When you are working on a problem where you can’t even evaluate the scoring function inside your AI—not even remotely close—you have to make some heuristics, some substitute scoring.
Let’s consider chess as example:
The goal of chess is to maximize win value, the win values being enemy checkmated>tie>you are checkmated.
The goal of the chess AI developed with maximization of win in mind, is instead perhaps to maximize piece dis-balance in 7 ply.
(This works better for maximizing win, given limited computation, than trying to maximize the win!)
And once you have an AI inside your framework which is not maximizing the value that your framework is maximizing—it’s potentially AI from my original post in your framework, getting out.
You’re right, this is tricky because the self-optimizer thread (4) might have to call (3) a lot. Perhaps this can be fixed by giving the program more time to find self-optimizations. Or perhaps the program could use program (3)’s specification/source code rather than directly executing it, in order to figure out how to optimize it heuristically. Either way it’s not perfect. At worst program (4) will just fail to find optimizations in the allowed time.

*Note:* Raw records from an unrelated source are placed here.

PR #230, opened 2025-02-21
Mode transform for time series data

ChristianWieck:
This PR:
- Adds a `Mode` transform to extract the most frequent element from a time series.
- Adds a new helper script to get the value type of a time series feature.

### DIFF
--- a/src/flowcean/polars/transforms/mode.py
+++ b/src/flowcean/polars/transforms/mode.py
@@ -53,7 +53,7 @@ class Mode(Transform):
                 # Unfortunately, `mode` is not implemented for lists, so we
                 # have to use `map_elements` as a workaround.
                 .map_elements(
-                    lambda x: x.mode().item(),
+                    lambda x: x.mode().item(0, 0),
                     return_dtype=time_series_type,
                 )
             )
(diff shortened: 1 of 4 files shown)


src/flowcean/polars/transforms/mode.py
```diff
@@ -0,0 +1,63 @@
...
+                    feature,
+                )
+
+            expr = (
+                pl.col(feature)
+                .list.eval(pl.element().struct.field("value"))
+                # Unfortunately, `mode` is not implemented for lists, so we
+                # have to use `map_elements` as a workaround.
+                .map_elements(
+                    lambda x: x.mode().item(),
```
mknitt, line 56: This works only when there is one mode. For example, if the numbers 42 and 43 appear both equally often, you cannot call `.item()` since `x.mode()` would return the list `[42, 43]`.

mknitt: `polars.exceptions.ComputeError: ValueError: can only call '.item()' if the Series is of length 1, or an explicit index is provided (Series is of length 3)`

ChristianWieck: True, missed that. Now it should work. If multiple values appear the same number of times, the first one is choosen now. I know that's not "optimal", but for practical use it should be sufficent.

mknitt (approved):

Ok, if you plopped your AI into my framework it would be terrible. But I don’t see how the self-improvement process would spontaneously create an unfriendly AI.

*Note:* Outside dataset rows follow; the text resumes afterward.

PR #232, opened 2025-02-21
Remove unused workspace members

schmidma:
We currently do not use workspaces, this is a leftover from a previous attempt of using workspaces for flowcean project structure.

This PR simply removes this...


schmidma:
Superseded by #233

PR #233, opened 2025-02-21
Restructure Examples into Packages

schmidma:
Restructure examples into packages.
Having each example in its own package they can easily track their own dependencies.
Using uv workspaces (https://docs.astral.sh/uv/concepts/projects/workspaces/) allows all dependecies to be resolved at once.
Additionally this removes the need for manual tracking of dependency groups for examples, as the entire workspace can be synced using `uv sync --all-packages`


mknitt:
The examples `failure_time_predicition` and `one_tank` run on my machine after running `uv sync --all-packages`. I am not sure why they fail in the CI. 

Other than that the changes look good to me.

mknitt (approved):

PR #234, opened 2025-02-24
Add CNNs for robot_localization_failure example

mknitt:
This PR 
- adds classes for three different CNN-based classifiers
- showcases the use of CNNs in the "robot_localization_failure" example
- fixes bugs in some of the transforms that are required for the run.py


examples/robot_localization_failure/custom_transforms/particle_cloud_image.py
```diff
@@ -17,7 +17,8 @@ class ParticleCloudImage(Transform):
 
     Processes 2D particle cloud data to create grayscale images highlighting
     the particle distribution. Optionally saves images to disk and returns them
-    embedded in a Polars DataFrame for further analysis.
+    embedded in a Polars DataFrame for further analysis. The respective column
```
ChristianWieck, line 20:
```suggestion
    embedded in a Polars DataFrame for further analysis. The respective feature
```

src/flowcean/polars/transforms/match_sampling_rate.py
```diff
@@ -176,27 +176,31 @@ def interpolate_feature(
...
         cs.all(),
     )
-    # Handle scalar 'value' by wrapping into a struct
+    # Handle 'value' field
     if "value" in feature_df.columns:
-        if not isinstance(feature_df.schema["value"], pl.Struct):
-            # Wrap scalar 'value' into a struct with a single field
-            feature_df = feature_df.with_columns(
-                pl.struct([pl.col("value").alias("value")]).alias("value"),
+        is_scalar = not isinstance(feature_df.schema["value"], pl.Struct)
```
schmidma, line 181: only because a value is not a struct, it is not a scalar, is it?

src/flowcean/polars/transforms/match_sampling_rate.py
```diff
@@ -176,27 +176,31 @@ def interpolate_feature(
...
+            feature_df = feature_df.rename(
+                {"value": f"{target_feature_name}_value"},
             )
-        # Now unnest the 'value' struct
-        feature_df = feature_df.unnest("value")
+            original_field_names = [f"{target_feature_name}_value"]
+        else:
+            # Get the schema of 'value' and extract field names for structs
+            value_schema = feature_df.schema["value"]
+            if not isinstance(value_schema, pl.Struct):
```
schmidma, line 191: you do the same check here again...

src/flowcean/torch/lightning_learner.py
```diff
@@ -127,3 +131,261 @@ def configure_optimizers(self) -> Any:
             "optimizer": optimizer,
             "lr_scheduler": scheduler,
         }
+
+
+class ConvolutionalNeuralNetwork(lightning.LightningModule):
```
schmidma, line 136: we should discuss, how we want to handle creating pytorch networks as a user. Currently we find yet another layer and variant to express network architecture...

src/flowcean/torch/lightning_learner.py
```diff
@@ -127,3 +131,261 @@ def configure_optimizers(self) -> Any:
...
+    def forward(self, x: Tensor) -> Tensor:
+        for conv in self.conv_layers:
+            x = torch.relu(conv(x))
+            x = torch.max_pool2d(x, 2)
+        x = torch.flatten(x, 1)
+        for fc in self.fully_connected_layers:
+            x = torch.relu(fc(x))
+        logits = self.output_layer(x)
+        probabilities = torch.sigmoid(logits)
+        return torch.round(probabilities)
```
schmidma, line 208: why do you round here?

src/flowcean/torch/lightning_learner.py
```diff
@@ -127,3 +131,261 @@ def configure_optimizers(self) -> Any:
...
+
+    def training_step(self, batch: Any) -> Tensor:
+        inputs, targets = batch
+        outputs = self(inputs)
+        targets = targets.float()
+        return torch.nn.functional.binary_cross_entropy(outputs, targets)
```
schmidma, line 214: this is hard for the user to see. Why is this a BCE loss, and the others are MSE?

src/flowcean/torch/lightning_learner.py
```diff
@@ -127,3 +131,261 @@ def configure_optimizers(self) -> Any:
...
+        if fully_connected_layer_sizes is None:
+            fully_connected_layer_sizes = [128]
+        if dropout_rates is None:
+            dropout_rates = [0.25, 0.5]
+        self.input_shape = input_shape
+        self.save_hyperparameters()
+        self.learning_rate = learning_rate
+
+        # Convolutional layers
+        self.conv_layers = torch.nn.ModuleList()
```
schmidma, line 170: why do you use `ModuleList` here?

src/flowcean/polars/transforms/match_sampling_rate.py
mknitt: true, I changed the if statement

src/flowcean/polars/transforms/match_sampling_rate.py
mknitt: fixed

src/flowcean/torch/lightning_learner.py
mknitt: We discussed in the software meeting today and the colleagues agreed that it makes sense to keep the LightningLearner class but move the classes for the network architectures to the examples. I will do this now.

src/flowcean/torch/lightning_learner.py
mknitt: I was trying to fix an error that occurred during evaluation, since it is a binary classification task. I think we might need to apply rounding only during inference, perhaps in a separate method or post-processing step.

schmidma (approved):

PR #239, opened 2025-02-25
Cache transformed environments

ChristianWieck:
This PR:
- Adds a new `Cache` environment that allows to cache the results from other `environments` after being transformed. This should allow for a much smoother user experience as transforms only need to be applied once.
- Add a new `hash` method to `Observables`. This method returns `bytes` representing the identity of the underlying data. Environments can opt out of caching by throwing a `HashingNotSupportedError' when asked for their hash.

Limitiations:
- Currently this implementation only works for `pl.Dataframe`. However, extending it to other data types seems possible if the need arises.
- Hashing `Dataframes` is hard. The used implementation tries it best but still requires the frame to be `collected`. A different option would be to not hash the `Dataframe` but rather the source file with the `Dataframe` hash being a backup.


ChristianWieck:
Superseeded by #252 and #249.

PR #55, opened 2017-12-13
Analysis of lid ccd images.

yrenier:
Allow to find stars and calculate galactic coordinates from them.
Allow to find precise cones position too.


yrenier:
argh an other failure ....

The framework, as we already have established, would not keep an AI from maximizing what ever the AI wants to maximize.
The framework also does nothing to prevent AI from creating a more effective problem solving AI that is more effective at problem solving by not evaluating your problem solving functions on various candidate solutions, and instead doing something else that’s more effective. I.e. the AI with some substitute goals of it’s own instead of straightforward maximization of scores. (Heh, the whole point of exercise is to create AI that would keep self improving, meaning, would improve it’s ability to self improve. Which is something that you can only do by some kind of goal substitution because the evaluation of the ability to self improve is too expensive—the goal is a something that you evaluate many times.)
So what does the framework do, exactly, that would improve safety here? Beyond keeping the AI in the rudimentary box, and making it very dubious that the AI would at all self improve. Yes, it is very dubious that under this framework the unfriendly AI will arise but is some added safety, or is it a special case of general dubiousness that a self improvement would take place? I don’t see added safety. I don’t see framework impeding growing unfriendliness any more than it would impede self improvement.
edit: maybe should just say, nonfriendly. Any AI that is not friendly, can just eat you up when hungry and it doesn’t need you.
That’s only if you plop a ready-made AGI in the framework. The framework is meant to grow a stupider seed AI.
Program (3) cannot be re-written. Program (2) is the only thing that is changed. All it does is improve itself and spit out solutions to optimization problems. I see no way for it to “create a more effective problem solving AI”.
It provides guidance for a seed AI to grow to solve optimization problems better without having it take actions that have effects beyond its ability to solve optimization problems.
A lot goes into solving the optimization problems without invoking the scoring function a trillion times (which would entirely prohibit self improvement).
Look at where similar kind of framework got us, the homo sapiens. We were minding our business evolving, maximizing own fitness, which was the all we could do. We were self improving (the output being next generation’s us). Now there’s talk of Large Hadron Collider destroying the world. It probably won’t, of course, but we’re pretty well going along the bothersome path. We also started as a pretty stupid seed AI, a bunch of monkeys. Scratch that, as unicellular life.